### How to complete this task
Among the entries below, find the line with "ManyTheFish: Ok so", then quote it and each following line up to and including the line with "Thank you @norkunas", and nothing else.

= Beginning of Section =

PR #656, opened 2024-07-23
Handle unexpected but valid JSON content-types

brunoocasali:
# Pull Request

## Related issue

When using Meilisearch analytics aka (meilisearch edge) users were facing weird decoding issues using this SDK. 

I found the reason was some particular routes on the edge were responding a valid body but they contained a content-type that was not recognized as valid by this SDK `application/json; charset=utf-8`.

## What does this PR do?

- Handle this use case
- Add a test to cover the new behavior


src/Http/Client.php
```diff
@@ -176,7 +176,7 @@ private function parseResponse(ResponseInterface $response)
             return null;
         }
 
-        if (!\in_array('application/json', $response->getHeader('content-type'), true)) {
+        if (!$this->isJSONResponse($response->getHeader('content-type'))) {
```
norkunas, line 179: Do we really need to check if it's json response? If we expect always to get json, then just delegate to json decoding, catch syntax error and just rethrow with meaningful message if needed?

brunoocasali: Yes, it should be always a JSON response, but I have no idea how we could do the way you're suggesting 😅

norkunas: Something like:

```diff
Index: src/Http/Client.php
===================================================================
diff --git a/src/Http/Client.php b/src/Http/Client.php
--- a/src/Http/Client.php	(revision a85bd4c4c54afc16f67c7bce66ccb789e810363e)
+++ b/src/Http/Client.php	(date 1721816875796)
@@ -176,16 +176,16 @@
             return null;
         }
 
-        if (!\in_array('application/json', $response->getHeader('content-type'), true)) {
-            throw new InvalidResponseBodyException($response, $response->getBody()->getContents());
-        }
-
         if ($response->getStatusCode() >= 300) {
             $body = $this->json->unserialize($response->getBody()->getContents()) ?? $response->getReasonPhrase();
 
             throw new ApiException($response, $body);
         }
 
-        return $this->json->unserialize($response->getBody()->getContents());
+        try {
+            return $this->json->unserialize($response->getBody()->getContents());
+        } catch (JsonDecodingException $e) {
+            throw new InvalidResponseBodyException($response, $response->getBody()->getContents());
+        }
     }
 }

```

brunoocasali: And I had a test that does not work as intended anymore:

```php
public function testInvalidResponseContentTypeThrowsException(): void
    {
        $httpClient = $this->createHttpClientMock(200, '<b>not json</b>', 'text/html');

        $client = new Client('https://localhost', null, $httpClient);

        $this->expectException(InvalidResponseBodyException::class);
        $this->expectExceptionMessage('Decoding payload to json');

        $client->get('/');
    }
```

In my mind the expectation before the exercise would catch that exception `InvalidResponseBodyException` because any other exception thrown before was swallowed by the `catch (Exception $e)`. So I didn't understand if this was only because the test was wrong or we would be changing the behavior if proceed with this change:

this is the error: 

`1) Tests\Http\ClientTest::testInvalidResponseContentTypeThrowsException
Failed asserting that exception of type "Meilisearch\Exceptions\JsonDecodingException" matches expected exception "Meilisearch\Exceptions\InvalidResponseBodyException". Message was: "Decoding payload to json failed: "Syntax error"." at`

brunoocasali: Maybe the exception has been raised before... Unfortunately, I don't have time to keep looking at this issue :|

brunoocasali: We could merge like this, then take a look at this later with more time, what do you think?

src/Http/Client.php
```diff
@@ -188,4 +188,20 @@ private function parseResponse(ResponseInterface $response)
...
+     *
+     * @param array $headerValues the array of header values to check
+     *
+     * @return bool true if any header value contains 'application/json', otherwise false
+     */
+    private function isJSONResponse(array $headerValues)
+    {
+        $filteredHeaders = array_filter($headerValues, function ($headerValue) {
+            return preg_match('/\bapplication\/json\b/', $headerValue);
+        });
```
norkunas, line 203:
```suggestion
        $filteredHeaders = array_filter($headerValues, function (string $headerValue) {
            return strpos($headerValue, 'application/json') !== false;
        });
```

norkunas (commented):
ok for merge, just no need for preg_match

= End of Section =
= Beginning of Section =

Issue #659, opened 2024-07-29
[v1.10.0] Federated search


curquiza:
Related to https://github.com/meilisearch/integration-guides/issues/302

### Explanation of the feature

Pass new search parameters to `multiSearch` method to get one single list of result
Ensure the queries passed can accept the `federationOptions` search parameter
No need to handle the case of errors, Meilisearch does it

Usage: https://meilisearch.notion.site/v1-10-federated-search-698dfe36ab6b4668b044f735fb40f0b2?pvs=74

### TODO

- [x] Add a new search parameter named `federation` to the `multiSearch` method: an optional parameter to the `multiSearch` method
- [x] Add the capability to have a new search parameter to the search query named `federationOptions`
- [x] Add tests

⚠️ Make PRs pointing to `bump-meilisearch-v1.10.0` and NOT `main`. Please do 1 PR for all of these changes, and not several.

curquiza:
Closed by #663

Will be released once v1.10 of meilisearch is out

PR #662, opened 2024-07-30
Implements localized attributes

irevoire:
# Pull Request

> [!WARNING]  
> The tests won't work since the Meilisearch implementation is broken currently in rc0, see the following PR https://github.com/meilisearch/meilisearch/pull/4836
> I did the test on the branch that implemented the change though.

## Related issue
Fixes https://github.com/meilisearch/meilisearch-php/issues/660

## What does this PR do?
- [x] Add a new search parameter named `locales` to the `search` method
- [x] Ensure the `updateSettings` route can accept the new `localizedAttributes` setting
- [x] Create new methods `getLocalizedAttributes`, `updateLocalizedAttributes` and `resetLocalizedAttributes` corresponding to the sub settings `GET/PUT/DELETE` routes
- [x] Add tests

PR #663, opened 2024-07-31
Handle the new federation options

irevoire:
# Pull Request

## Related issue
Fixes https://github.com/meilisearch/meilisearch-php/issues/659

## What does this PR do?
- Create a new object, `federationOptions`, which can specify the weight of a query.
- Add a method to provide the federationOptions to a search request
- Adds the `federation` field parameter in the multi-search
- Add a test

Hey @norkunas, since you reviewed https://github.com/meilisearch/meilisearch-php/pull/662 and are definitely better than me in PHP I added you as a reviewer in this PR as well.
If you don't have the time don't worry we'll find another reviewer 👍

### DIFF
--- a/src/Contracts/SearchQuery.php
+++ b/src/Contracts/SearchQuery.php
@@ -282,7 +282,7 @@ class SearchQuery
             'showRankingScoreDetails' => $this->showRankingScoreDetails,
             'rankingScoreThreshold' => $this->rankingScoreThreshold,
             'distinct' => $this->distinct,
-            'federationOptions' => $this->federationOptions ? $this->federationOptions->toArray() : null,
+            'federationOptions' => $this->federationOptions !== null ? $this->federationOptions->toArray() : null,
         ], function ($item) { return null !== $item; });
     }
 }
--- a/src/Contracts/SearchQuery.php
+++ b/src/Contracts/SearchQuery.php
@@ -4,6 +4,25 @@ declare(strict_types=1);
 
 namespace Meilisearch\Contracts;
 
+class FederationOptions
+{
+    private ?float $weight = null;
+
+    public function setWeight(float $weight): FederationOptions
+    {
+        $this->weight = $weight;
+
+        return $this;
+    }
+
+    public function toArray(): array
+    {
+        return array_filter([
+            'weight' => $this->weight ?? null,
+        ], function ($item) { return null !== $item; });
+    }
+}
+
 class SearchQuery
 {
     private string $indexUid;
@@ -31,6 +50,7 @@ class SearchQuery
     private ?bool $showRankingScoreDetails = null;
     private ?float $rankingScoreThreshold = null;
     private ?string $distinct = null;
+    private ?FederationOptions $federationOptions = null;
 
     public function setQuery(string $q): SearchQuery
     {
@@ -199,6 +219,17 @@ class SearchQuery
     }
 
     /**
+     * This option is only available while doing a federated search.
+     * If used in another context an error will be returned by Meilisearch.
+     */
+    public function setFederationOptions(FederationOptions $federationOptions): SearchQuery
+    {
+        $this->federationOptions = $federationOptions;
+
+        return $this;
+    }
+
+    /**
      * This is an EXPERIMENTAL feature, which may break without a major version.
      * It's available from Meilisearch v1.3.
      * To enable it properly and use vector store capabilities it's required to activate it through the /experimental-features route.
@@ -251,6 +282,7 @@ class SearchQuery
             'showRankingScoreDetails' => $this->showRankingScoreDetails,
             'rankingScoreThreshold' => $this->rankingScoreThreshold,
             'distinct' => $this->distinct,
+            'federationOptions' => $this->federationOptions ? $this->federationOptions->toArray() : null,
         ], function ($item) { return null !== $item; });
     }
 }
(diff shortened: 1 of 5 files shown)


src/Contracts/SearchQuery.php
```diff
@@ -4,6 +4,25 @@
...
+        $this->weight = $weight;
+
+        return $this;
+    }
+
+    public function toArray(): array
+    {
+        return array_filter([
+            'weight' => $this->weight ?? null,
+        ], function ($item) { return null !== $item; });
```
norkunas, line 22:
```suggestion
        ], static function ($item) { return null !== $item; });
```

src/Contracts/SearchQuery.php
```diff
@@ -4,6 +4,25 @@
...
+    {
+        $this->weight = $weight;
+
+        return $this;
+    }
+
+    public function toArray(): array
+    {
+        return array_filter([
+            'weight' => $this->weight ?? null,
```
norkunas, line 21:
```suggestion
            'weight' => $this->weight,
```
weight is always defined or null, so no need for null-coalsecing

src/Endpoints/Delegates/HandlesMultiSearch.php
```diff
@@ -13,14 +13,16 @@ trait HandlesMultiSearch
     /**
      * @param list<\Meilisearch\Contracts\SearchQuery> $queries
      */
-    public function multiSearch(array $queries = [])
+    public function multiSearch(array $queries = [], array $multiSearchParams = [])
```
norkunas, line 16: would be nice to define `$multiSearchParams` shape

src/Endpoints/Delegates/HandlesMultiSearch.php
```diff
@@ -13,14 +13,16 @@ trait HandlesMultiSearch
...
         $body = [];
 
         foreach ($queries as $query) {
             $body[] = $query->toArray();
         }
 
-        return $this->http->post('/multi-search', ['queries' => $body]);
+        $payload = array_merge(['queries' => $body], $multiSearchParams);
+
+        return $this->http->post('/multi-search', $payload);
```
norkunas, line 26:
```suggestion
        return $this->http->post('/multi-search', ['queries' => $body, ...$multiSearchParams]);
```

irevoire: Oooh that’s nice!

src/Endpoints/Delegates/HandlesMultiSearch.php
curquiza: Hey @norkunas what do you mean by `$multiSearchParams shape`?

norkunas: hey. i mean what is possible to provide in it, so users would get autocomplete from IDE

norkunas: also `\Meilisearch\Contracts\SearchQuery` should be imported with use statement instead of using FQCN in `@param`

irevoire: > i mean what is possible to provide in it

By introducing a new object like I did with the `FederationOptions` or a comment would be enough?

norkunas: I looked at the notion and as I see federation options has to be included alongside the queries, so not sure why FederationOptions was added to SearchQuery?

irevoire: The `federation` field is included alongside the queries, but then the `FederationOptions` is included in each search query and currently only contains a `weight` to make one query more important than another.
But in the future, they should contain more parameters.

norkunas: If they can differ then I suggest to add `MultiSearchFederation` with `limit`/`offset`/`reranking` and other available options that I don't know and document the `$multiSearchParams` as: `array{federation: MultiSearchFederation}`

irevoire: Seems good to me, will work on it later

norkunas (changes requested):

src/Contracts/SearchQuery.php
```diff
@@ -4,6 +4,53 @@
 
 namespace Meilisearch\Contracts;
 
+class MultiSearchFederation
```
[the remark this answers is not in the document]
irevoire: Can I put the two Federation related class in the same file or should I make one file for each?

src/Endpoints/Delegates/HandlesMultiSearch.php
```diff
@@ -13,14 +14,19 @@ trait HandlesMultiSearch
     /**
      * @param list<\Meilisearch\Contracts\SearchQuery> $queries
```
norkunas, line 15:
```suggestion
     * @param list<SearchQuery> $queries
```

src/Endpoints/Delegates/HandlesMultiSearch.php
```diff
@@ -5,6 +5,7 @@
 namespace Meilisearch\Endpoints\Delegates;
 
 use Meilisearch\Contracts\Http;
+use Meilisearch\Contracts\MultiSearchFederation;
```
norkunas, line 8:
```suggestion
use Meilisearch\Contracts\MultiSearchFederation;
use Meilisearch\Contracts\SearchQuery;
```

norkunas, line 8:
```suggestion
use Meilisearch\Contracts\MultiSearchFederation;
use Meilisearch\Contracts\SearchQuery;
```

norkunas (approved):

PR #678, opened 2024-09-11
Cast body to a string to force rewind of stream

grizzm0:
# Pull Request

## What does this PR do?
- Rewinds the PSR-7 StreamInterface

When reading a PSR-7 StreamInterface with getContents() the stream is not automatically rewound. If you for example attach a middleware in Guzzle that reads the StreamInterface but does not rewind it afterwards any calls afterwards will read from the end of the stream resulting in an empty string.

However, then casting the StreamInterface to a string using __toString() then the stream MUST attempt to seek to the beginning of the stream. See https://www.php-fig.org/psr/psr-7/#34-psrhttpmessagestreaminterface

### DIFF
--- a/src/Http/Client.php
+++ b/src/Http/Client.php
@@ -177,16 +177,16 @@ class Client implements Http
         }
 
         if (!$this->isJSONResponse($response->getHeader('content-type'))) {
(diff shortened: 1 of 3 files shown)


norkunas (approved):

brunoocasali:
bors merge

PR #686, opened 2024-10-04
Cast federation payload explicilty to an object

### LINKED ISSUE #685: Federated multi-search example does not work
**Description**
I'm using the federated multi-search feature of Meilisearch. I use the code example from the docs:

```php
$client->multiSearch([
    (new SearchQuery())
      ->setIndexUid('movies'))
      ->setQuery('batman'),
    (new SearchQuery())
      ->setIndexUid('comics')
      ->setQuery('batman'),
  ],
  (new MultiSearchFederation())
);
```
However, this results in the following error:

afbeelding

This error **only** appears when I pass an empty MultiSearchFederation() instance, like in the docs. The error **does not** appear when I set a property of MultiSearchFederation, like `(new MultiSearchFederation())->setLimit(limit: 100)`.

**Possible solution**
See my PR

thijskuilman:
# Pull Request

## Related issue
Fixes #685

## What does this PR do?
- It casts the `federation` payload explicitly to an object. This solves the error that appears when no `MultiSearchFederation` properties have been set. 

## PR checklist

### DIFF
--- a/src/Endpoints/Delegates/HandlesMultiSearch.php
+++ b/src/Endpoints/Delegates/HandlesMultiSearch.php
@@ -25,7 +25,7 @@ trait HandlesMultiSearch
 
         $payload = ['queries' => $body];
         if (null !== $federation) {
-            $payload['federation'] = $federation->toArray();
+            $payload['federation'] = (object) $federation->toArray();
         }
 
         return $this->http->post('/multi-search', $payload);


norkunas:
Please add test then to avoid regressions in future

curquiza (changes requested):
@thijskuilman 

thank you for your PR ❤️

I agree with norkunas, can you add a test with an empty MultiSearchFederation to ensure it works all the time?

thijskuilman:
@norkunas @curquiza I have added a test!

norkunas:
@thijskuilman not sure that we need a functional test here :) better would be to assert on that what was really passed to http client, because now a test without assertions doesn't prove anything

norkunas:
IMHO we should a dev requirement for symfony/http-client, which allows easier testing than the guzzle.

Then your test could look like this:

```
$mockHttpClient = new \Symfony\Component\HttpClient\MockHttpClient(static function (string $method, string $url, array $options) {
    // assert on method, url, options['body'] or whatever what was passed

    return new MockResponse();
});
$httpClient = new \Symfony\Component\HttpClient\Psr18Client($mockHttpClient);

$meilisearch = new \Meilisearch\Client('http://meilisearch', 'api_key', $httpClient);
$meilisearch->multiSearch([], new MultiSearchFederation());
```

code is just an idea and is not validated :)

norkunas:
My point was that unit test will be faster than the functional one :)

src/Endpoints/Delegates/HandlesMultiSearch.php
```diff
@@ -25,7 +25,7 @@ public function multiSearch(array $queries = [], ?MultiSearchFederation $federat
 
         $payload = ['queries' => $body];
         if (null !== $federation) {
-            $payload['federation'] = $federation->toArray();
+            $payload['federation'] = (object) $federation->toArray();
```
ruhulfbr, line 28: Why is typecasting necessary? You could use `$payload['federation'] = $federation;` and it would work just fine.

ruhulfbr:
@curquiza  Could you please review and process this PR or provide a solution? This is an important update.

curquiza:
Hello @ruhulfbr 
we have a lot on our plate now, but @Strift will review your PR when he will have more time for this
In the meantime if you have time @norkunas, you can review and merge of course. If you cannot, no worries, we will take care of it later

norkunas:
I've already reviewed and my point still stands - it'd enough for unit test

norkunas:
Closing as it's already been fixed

= End of Section =
= Beginning of Section =

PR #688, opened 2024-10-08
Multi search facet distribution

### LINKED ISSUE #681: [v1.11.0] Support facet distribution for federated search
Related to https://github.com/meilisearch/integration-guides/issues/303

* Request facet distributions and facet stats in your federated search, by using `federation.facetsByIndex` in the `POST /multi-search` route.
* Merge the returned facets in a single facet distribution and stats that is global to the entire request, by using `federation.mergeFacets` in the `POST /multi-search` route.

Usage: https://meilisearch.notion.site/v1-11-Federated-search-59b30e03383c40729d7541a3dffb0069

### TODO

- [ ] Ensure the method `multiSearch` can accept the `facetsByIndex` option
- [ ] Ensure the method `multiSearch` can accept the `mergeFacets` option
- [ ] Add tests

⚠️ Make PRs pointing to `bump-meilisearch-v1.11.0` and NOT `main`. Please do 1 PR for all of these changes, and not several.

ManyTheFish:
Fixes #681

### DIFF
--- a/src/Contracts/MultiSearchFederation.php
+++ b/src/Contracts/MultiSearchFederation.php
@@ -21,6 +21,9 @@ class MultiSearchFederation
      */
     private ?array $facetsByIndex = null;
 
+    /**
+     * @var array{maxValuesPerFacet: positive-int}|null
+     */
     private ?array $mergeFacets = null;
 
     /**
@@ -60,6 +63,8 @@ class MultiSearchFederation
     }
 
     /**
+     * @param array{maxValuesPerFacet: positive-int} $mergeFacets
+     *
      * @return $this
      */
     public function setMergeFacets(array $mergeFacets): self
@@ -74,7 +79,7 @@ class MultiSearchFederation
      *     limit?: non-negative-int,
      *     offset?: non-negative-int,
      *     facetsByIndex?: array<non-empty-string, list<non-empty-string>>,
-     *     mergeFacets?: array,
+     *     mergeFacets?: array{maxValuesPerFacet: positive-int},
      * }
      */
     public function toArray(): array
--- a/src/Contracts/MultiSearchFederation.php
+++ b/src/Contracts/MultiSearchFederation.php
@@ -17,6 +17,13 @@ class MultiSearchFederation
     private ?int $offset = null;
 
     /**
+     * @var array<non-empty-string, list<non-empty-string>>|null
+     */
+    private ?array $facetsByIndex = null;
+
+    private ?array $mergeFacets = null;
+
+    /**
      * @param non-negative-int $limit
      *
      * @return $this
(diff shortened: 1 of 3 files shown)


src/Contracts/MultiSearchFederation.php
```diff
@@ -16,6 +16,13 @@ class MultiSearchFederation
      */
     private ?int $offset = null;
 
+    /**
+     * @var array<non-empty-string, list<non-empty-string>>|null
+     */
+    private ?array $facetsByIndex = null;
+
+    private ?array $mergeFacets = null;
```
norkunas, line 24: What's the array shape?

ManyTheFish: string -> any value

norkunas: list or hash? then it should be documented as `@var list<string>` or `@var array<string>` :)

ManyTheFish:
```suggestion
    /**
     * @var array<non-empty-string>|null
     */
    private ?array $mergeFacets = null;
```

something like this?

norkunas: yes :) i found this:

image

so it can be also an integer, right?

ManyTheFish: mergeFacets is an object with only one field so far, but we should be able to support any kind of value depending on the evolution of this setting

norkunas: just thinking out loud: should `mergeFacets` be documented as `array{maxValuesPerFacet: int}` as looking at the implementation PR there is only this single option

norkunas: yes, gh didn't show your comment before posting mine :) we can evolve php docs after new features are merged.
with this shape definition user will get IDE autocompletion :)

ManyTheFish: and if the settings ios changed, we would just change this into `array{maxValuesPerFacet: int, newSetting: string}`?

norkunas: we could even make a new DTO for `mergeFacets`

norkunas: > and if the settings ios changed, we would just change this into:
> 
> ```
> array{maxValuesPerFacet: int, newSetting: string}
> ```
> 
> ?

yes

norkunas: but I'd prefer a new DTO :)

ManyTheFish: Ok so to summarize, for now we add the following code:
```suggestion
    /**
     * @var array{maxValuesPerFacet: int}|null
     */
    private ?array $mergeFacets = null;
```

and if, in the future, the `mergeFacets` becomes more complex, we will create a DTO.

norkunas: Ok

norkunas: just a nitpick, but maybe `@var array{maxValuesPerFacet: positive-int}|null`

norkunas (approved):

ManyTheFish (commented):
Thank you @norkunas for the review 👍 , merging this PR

= End of Section =

### Your response
ManyTheFish: Ok so to summarize, for now we add the following code:
```suggestion
    /**
     * @var array{maxValuesPerFacet: int}|null
     */
    private ?array $mergeFacets = null;
```

and if, in the future, the `mergeFacets` becomes more complex, we will create a DTO.

norkunas: Ok

norkunas: just a nitpick, but maybe `@var array{maxValuesPerFacet: positive-int}|null`

norkunas (approved):

ManyTheFish (commented):
Thank you @norkunas for the review 👍 , merging this PR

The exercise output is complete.